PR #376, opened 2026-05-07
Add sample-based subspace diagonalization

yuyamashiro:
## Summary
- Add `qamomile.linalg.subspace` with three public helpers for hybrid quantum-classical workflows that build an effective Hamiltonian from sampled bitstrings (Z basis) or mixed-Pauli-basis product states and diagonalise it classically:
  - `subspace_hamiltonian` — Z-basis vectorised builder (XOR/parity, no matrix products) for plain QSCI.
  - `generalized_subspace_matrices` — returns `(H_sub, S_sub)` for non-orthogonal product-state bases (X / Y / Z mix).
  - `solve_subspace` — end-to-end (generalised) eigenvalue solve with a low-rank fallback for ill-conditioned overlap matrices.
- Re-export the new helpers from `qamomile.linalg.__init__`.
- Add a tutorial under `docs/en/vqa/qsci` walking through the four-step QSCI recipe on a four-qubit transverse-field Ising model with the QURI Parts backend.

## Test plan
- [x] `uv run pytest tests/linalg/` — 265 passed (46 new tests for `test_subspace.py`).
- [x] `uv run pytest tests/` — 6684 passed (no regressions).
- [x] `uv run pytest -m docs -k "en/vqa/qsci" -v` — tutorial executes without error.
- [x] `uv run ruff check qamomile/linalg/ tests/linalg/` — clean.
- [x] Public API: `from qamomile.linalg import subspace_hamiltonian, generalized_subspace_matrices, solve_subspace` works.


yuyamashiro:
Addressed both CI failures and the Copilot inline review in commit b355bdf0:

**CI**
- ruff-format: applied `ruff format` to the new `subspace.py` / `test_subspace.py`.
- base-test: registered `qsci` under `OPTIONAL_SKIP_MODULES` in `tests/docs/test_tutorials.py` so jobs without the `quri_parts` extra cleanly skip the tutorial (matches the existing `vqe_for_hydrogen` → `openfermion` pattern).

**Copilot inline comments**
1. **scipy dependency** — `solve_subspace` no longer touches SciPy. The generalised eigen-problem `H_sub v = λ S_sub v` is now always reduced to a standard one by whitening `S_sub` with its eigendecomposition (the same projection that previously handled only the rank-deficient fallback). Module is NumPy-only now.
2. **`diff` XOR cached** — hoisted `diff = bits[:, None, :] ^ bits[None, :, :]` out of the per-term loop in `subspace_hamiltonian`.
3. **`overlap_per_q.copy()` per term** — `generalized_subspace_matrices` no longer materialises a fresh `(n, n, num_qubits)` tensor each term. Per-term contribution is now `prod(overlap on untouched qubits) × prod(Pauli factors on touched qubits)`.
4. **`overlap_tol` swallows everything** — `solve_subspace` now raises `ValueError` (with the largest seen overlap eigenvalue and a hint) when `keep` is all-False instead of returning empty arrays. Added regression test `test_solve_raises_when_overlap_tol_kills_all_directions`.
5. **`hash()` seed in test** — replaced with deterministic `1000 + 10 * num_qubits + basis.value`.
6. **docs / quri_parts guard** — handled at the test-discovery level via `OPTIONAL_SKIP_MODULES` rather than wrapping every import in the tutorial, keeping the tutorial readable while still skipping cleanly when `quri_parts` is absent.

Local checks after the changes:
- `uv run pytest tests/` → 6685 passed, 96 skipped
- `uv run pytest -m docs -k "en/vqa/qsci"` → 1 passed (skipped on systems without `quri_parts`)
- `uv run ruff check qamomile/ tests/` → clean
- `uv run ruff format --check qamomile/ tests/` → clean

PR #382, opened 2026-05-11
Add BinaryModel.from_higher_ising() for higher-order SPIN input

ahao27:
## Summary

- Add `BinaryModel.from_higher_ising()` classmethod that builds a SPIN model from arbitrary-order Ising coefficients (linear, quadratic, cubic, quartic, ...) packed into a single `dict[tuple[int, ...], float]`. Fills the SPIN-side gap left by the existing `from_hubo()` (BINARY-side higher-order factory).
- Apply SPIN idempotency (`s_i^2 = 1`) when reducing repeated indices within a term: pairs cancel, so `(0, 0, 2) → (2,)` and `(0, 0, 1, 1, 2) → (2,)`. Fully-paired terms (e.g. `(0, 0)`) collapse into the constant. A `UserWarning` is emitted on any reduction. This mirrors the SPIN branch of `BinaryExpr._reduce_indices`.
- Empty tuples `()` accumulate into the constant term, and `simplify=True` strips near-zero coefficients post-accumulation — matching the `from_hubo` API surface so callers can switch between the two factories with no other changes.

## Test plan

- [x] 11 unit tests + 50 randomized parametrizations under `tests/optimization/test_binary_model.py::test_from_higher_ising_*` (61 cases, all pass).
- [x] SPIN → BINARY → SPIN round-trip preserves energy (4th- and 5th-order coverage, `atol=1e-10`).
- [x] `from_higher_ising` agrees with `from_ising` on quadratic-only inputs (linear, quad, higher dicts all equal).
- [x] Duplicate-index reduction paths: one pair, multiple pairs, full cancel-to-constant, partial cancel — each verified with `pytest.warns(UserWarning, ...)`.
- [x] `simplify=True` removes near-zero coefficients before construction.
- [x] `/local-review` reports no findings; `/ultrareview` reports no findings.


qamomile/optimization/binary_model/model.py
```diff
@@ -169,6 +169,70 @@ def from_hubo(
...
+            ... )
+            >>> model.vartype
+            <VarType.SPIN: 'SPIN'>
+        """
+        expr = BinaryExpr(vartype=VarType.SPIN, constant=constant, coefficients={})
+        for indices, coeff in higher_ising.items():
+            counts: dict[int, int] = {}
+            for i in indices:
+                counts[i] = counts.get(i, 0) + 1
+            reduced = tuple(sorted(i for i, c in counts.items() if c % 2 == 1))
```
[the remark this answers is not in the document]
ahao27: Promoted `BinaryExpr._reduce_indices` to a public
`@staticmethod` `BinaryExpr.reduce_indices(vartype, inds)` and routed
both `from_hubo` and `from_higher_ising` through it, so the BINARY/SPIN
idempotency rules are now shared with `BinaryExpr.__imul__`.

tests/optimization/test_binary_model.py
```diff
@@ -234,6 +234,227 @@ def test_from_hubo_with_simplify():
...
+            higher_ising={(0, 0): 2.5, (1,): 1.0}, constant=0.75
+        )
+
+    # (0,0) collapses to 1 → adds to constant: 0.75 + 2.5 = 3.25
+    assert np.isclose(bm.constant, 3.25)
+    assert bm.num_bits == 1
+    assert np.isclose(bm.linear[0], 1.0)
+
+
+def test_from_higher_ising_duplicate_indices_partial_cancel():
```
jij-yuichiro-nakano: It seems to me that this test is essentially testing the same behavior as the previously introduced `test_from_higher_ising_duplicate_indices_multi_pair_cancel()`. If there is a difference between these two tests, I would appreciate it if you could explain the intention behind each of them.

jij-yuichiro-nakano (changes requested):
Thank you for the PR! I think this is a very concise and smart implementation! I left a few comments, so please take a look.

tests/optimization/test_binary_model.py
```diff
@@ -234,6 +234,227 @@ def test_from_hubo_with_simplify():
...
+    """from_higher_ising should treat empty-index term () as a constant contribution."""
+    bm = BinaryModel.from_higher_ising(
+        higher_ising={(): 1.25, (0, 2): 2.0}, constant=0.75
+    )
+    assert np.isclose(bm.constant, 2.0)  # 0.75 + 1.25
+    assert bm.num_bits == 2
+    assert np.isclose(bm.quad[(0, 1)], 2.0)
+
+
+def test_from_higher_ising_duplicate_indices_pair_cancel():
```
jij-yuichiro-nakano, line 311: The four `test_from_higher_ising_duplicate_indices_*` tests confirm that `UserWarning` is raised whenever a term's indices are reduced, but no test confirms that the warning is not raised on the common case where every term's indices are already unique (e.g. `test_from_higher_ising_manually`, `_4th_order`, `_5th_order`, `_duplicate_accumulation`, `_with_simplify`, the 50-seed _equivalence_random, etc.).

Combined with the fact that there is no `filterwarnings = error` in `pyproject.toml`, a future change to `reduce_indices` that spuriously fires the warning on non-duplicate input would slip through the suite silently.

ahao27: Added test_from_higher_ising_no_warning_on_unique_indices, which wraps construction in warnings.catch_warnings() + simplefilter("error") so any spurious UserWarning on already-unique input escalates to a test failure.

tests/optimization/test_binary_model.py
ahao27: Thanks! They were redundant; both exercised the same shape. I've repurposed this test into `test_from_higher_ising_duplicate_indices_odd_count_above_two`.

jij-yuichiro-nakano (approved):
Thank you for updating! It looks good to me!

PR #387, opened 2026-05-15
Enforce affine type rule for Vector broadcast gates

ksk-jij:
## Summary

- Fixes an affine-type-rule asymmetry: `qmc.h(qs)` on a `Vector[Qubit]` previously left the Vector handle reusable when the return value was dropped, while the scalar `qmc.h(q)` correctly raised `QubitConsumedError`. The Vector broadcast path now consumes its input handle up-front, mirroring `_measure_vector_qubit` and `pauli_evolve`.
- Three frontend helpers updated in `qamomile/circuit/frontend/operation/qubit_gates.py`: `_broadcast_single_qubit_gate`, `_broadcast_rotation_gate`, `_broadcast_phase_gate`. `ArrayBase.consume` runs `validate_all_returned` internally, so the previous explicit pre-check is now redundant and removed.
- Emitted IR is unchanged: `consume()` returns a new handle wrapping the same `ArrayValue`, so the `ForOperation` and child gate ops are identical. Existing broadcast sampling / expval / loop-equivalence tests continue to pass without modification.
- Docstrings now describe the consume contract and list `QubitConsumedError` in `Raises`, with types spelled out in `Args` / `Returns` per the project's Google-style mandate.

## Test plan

_What you have to do_.
Filter the listing above by the word "linalg"; copy each line that passes.

_Exercise output_.
- Add `qamomile.linalg.subspace` with three public helpers for hybrid quantum-classical workflows that build an effective Hamiltonian from sampled bitstrings (Z basis) or mixed-Pauli-basis product states and diagonalise it classically:
- Re-export the new helpers from `qamomile.linalg.__init__`.
- [x] `uv run pytest tests/linalg/` — 265 passed (46 new tests for `test_subspace.py`).
- [x] `uv run ruff check qamomile/linalg/ tests/linalg/` — clean.
- [x] Public API: `from qamomile.linalg import subspace_hamiltonian, generalized_subspace_matrices, solve_subspace` works.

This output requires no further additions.